Jai Maa everyone,
In today's session, exploring Brahman through Shunyaji's satsang and contemplating on it together with Sadvhi Ishani's guidance was really eye opening and full of new insights for me.
The session was early in the morning for me, so I had a chance to contemplate on it further throughout the day. It was a beautiful spring day here in China where people flooded the parks to see the new blooms. I also had a chance to stroll through an inspiring park with bonsai gardens, koi ponds, flower paths, little streams and mini waterfalls. As I was watching nature's beauty surrounding me and especially enjoying a school of koi fish making their usual rounds in the pond, I started contemplating on the inherent essence of Brahman.
Understanding Brahman with our mundane and usually confused minds is not possible. Today, Sadhvi Ishani provided us a very useful thinking tool for understanding Brahman with our everyday mind. She suggested us to use the inherent essence or aspects of Brahman as entry points or gateways to a deeper, subtler knowing of it. Our initial understanding of Brahman is intellectual. To make this understanding more inward, we need to enter inside through these gateways that were provided to us to get a feeling of the limitless, birthless, beginningless, all pervading and eternal essence of Brahman.
For me it feels like waiting in the gateway, knocking on the door of Brahman, pleading and telling that , "I am here and I have a yearning to unite with you, so please let me in!". I imagine that everything starts with that yearning to know Brahman and then it progresses to something more integral once the door is open and we are in. Then we don't need to knock on the door anymore because Brahman is now revealed from within. At this stage, there is no door, no plea, no conversation. There is only the knowing of Brahman. Everything becomes one wholesome, full beingness, with awareness fully aware of itself.
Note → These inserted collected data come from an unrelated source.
PR #3126, opened 2017-12-21
Throttle log messages when rescheduling containers

vvraskin:
In certain cases when invoker is overloaded it will reschedule activations in the container pool. 
In order to prevent log message overflood we print out every N message and log additional information such as user namespace, action, retries count, etc. 

Playground2/2547/ is green

### DIFF
--- a/core/invoker/src/main/scala/whisk/core/containerpool/ContainerPool.scala
+++ b/core/invoker/src/main/scala/whisk/core/containerpool/ContainerPool.scala
@@ -71,6 +71,7 @@ class ContainerPool(childFactory: ActorRefFactory => ActorRef,
   var freePool = immutable.Map.empty[ActorRef, ContainerData]
   var busyPool = immutable.Map.empty[ActorRef, ContainerData]
   var prewarmedPool = immutable.Map.empty[ActorRef, ContainerData]
+  val logRetriesInterval = 1000
 
   prewarmConfig.foreach { config =>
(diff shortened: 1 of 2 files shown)


core/invoker/src/main/scala/whisk/core/containerpool/ContainerPool.scala
```diff
@@ -110,8 +111,15 @@ class ContainerPool(childFactory: ActorRefFactory => ActorRef,
           freePool = freePool - actor
           actor ! r // forwards the run request to the container
         case None =>
-          logging.error(this, "Rescheduling Run message, too many message in the pool")(r.msg.transid)
-          self ! r
+          if (r.retryCount % logRetriesInterval == 0) {
```
rabbah: does it make sense to do this time based? ie every 10seconds?

markusthoemmes:
@vvraskin any idea which triggers this situation? In theory it should **never** be happening (or at least that's the assumption in the code).

Is there some other bug to fix to prevent this from happening?

rabbah:
@markusthoemmes the bug is addressed by #3132.

dubeejw:
@vvraskin, needs rebase.

rabbah:
We should change this to be time based too.

cbickel:
Replaced by #3165

core/invoker/src/main/scala/whisk/core/containerpool/ContainerPool.scala
mhenke1: I made that change in the replacing PR #3165

PR #3127, opened 2017-12-21
fix PrimitiveActions drag of WhiskActivations

starpit:
the akka `after` implementation creates an actor, but opaquely. thus, we have no opportunity to cancel any timeout futures. this PR adjust the `after` impl to expose and utilize the Cancellables

the consequence of this drag is that WhiskActivations, and a bunch of related artifacts, hang around until various timeouts expire.

this is a descendent of #3118 
the relevant change for this PR is in ExecutionContextFactory.scala, i.e. https://github.com/apache/incubator-openwhisk/pull/3127/files#diff-37b2c2f6b7bfbdbd928baaa6696ba64d


starpit:
closed in favor of cleaner #3129

PR #3129, opened 2017-12-21
fix memory drag in PrimitiveActions, and clean up withAlternateAfterTimeout

starpit:
the akka after implementation creates an actor, but opaquely. thus, we have no opportunity to cancel any timeout futures. this PR adjusts the after impl to expose and utilize the Cancellables

the consequence of this drag is that WhiskActivations, and a bunch of related artifacts, hang around until various timeouts expire.

PG3 1567 🔵 
PG3 1568 🔵

### DIFF
--- a/common/scala/src/main/scala/whisk/utils/ExecutionContextFactory.scala
+++ b/common/scala/src/main/scala/whisk/utils/ExecutionContextFactory.scala
@@ -23,38 +23,61 @@ import scala.concurrent.ExecutionContext
 import scala.concurrent.Future
 import scala.concurrent.Promise
 import scala.concurrent.duration.FiniteDuration
-import scala.util.Try
+import scala.util.control.NonFatal
 
 import akka.actor.ActorSystem
-import akka.pattern.{after => expire}
+import akka.actor.Cancellable
+import akka.actor.Scheduler
 
 object ExecutionContextFactory {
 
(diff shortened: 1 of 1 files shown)


common/scala/src/main/scala/whisk/utils/ExecutionContextFactory.scala
```diff
@@ -23,38 +23,61 @@ import scala.concurrent.ExecutionContext
...
+   *
+   */
+  def firstCompletedOf2[T](f1: Future[T], f2: CancellableFuture[T])(implicit executor: ExecutionContext): Future[T] = {
+    val p = Promise[T]()
+
+    f1 onComplete { result =>
+      p.tryComplete(result)
+      f2._1.cancel()
+    }
+    f2._2 onComplete p.tryComplete
```
markusthoemmes: Could use some destructuring for ease of reading:

```scala
val (f2Killswitch, f2) = f2Cancellable

f1.onComplete { result =>
  p.tryComplete(result)
  f2Killswitch.cancel()
}

f2.onComplete(p.tryComplete)
```

WDYT?

starpit: i'm happy to oblige. updated pushed

PR #3130, opened 2017-12-22
Remove obsolete filter when determining container to remove.

rabbah:
While collecting a container to remove, the filter checks the action and invocation namespace and excludes those matching the new action from the candidate list. But this check is not necessary - any container in the free pool matching the new action and namespace would be reused and the remove method is not reached in this case.

We could keep these checks as defensive checks. Otherwise it is deadcode and unnecessary overhead.

Tentatively remove, update comment and tests.

For historical context: https://github.com/apache/incubator-openwhisk/pull/2246 but this scheduling heuristic has changed since.


dubeejw:
PG2 2556 🚀

PR #3131, opened 2017-12-22
Updated couchdb docker image name to apache/couchdb

NaohiroTamura:
This is a follow-up patch to the below:
- Add couchdb clustering. (#2810)
  commit e587bf8ec632320614f14114c4e85e67f39c06c2

Please review it,
Thanks.

### DIFF
--- a/ansible/roles/couchdb/tasks/clean.yml
+++ b/ansible/roles/couchdb/tasks/clean.yml
@@ -4,6 +4,5 @@
 - name: remove CouchDB
   docker_container:
     name: couchdb
-    image: klaemo/couchdb
     state: absent
   ignore_errors: True


ansible/roles/couchdb/tasks/clean.yml
```diff
@@ -4,6 +4,6 @@
 - name: remove CouchDB
   docker_container:
     name: couchdb
-    image: klaemo/couchdb
+    image: apache/couchdb
```
csantanapr: This is a clean task to remove the container, I think the image name is ignored, we should try to remove this line

NaohiroTamura: Carlos,
Thanks for the review, I confirmed that "state: absent" doesn't do 'docker rmi', but 'docker rm'. So we should remove it.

I feel like this actually closes the gap, the split between me and Brahman, because it is in that gap itself that I can accommodate the conceptualization of Brahman. When I realize that the essence is me and there is no gap, no separation; Brahman ceases to be a concept and becomes a magnet pulling me inside to the core where unity exists.
Thank you, Kavya, for putting into words your deep reflections on Brahman.